### Assignment
Wherever "JSON" appears in a line of the listing, report that line.

★ ★ ★ ★

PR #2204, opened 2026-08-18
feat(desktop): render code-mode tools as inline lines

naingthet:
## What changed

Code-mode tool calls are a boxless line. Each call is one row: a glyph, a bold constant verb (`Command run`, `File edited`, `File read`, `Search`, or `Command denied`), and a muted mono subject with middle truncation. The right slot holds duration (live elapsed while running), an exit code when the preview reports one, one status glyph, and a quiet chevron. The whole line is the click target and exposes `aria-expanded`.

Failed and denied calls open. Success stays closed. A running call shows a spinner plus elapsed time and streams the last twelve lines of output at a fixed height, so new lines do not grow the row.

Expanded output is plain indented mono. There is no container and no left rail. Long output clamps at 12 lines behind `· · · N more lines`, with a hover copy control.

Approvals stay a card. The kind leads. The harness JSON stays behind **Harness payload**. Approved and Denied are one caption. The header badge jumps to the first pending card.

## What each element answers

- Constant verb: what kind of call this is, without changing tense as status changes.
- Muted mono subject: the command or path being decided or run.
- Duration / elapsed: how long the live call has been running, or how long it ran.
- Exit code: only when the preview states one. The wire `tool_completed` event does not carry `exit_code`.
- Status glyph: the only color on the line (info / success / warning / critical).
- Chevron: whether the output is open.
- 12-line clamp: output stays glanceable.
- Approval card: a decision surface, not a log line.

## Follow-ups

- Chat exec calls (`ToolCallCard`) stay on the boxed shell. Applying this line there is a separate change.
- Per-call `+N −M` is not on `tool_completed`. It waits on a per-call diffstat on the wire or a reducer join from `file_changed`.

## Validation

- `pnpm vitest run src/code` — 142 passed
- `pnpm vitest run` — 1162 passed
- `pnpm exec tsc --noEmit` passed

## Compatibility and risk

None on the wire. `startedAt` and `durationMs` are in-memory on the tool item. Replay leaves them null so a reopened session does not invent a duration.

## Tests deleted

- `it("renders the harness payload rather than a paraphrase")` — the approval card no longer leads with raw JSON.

★ ★ ★ ★

### Response box
Approvals stay a card. The kind leads. The harness JSON stays behind **Harness payload**. Approved and Denied are one caption. The header badge jumps to the first pending card.
- `it("renders the harness payload rather than a paraphrase")` — the approval card no longer leads with raw JSON.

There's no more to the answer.